PROBLEM DESCRIPTION
Write out every line of the data below exactly as given.

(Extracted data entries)
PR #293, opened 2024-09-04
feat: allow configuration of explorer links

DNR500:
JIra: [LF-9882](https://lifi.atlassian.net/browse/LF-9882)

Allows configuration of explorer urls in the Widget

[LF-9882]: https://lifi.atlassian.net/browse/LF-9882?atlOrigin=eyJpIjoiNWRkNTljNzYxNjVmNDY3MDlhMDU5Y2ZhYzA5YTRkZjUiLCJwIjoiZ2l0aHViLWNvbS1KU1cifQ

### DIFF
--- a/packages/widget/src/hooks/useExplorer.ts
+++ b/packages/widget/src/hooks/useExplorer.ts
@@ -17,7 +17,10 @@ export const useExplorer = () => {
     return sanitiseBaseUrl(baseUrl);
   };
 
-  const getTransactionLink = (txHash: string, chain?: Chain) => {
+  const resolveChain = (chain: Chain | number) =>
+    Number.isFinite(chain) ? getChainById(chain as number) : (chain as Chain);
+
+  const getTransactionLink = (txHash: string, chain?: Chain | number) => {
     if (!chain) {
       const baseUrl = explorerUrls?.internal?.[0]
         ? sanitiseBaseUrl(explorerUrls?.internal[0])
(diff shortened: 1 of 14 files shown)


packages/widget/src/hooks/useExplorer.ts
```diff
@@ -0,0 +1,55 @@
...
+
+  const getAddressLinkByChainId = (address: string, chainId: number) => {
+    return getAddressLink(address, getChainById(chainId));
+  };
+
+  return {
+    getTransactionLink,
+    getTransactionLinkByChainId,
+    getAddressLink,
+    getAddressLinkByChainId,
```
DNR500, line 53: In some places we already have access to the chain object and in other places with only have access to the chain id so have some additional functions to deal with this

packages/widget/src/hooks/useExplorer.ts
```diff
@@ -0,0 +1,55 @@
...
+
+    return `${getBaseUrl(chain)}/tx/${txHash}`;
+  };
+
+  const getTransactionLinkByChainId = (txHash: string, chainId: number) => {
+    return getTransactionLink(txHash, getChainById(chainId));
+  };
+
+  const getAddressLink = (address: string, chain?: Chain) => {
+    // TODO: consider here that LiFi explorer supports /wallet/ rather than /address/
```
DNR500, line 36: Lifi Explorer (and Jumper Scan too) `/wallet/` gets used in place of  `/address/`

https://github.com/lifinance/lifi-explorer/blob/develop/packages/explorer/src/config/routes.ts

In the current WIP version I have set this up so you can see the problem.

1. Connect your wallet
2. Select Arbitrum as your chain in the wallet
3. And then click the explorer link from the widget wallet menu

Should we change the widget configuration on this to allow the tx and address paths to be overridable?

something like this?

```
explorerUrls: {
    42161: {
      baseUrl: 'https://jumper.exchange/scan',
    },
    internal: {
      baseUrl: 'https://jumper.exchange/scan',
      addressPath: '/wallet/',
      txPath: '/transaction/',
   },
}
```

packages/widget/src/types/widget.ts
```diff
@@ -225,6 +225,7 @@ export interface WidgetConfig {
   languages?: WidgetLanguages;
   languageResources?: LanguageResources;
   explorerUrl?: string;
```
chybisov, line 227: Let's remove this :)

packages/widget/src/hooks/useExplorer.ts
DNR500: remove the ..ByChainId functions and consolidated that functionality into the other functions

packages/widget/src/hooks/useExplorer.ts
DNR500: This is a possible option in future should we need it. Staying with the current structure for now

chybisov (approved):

RESPONSE AREA
PR #293, opened 2024-09-04
feat: allow configuration of explorer links

DNR500:
JIra: [LF-9882](https://lifi.atlassian.net/browse/LF-9882)

Allows configuration of explorer urls in the Widget

[LF-9882]: https://lifi.atlassian.net/browse/LF-9882?atlOrigin=eyJpIjoiNWRkNTljNzYxNjVmNDY3MDlhMDU5Y2ZhYzA5YTRkZjUiLCJwIjoiZ2l0aHViLWNvbS1KU1cifQ

### DIFF
--- a/packages/widget/src/hooks/useExplorer.ts
+++ b/packages/widget/src/hooks/useExplorer.ts
@@ -17,7 +17,10 @@ export const useExplorer = () => {
     return sanitiseBaseUrl(baseUrl);
   };
 
-  const getTransactionLink = (txHash: string, chain?: Chain) => {
+  const resolveChain = (chain: Chain | number) =>
+    Number.isFinite(chain) ? getChainById(chain as number) : (chain as Chain);
+
+  const getTransactionLink = (txHash: string, chain?: Chain | number) => {
     if (!chain) {
       const baseUrl = explorerUrls?.internal?.[0]
         ? sanitiseBaseUrl(explorerUrls?.internal[0])
(diff shortened: 1 of 14 files shown)


packages/widget/src/hooks/useExplorer.ts
```diff
@@ -0,0 +1,55 @@
...
+
+  const getAddressLinkByChainId = (address: string, chainId: number) => {
+    return getAddressLink(address, getChainById(chainId));
+  };
+
+  return {
+    getTransactionLink,
+    getTransactionLinkByChainId,
+    getAddressLink,
+    getAddressLinkByChainId,
```
DNR500, line 53: In some places we already have access to the chain object and in other places with only have access to the chain id so have some additional functions to deal with this

packages/widget/src/hooks/useExplorer.ts
```diff
@@ -0,0 +1,55 @@
...
+
+    return `${getBaseUrl(chain)}/tx/${txHash}`;
+  };
+
+  const getTransactionLinkByChainId = (txHash: string, chainId: number) => {
+    return getTransactionLink(txHash, getChainById(chainId));
+  };
+
+  const getAddressLink = (address: string, chain?: Chain) => {
+    // TODO: consider here that LiFi explorer supports /wallet/ rather than /address/
```
DNR500, line 36: Lifi Explorer (and Jumper Scan too) `/wallet/` gets used in place of  `/address/`

https://github.com/lifinance/lifi-explorer/blob/develop/packages/explorer/src/config/routes.ts

In the current WIP version I have set this up so you can see the problem.

1. Connect your wallet
2. Select Arbitrum as your chain in the wallet
3. And then click the explorer link from the widget wallet menu

Should we change the widget configuration on this to allow the tx and address paths to be overridable?

something like this?

```
explorerUrls: {
    42161: {
      baseUrl: 'https://jumper.exchange/scan',
    },
    internal: {
      baseUrl: 'https://jumper.exchange/scan',
      addressPath: '/wallet/',
      txPath: '/transaction/',
   },
}
```

packages/widget/src/types/widget.ts
```diff
@@ -225,6 +225,7 @@ export interface WidgetConfig {
   languages?: WidgetLanguages;
   languageResources?: LanguageResources;
   explorerUrl?: string;
```
chybisov, line 227: Let's remove this :)

packages/widget/src/hooks/useExplorer.ts
DNR500: remove the ..ByChainId functions and consolidated that functionality into the other functions

packages/widget/src/hooks/useExplorer.ts
DNR500: This is a possible option in future should we need it. Staying with the current structure for now

chybisov (approved):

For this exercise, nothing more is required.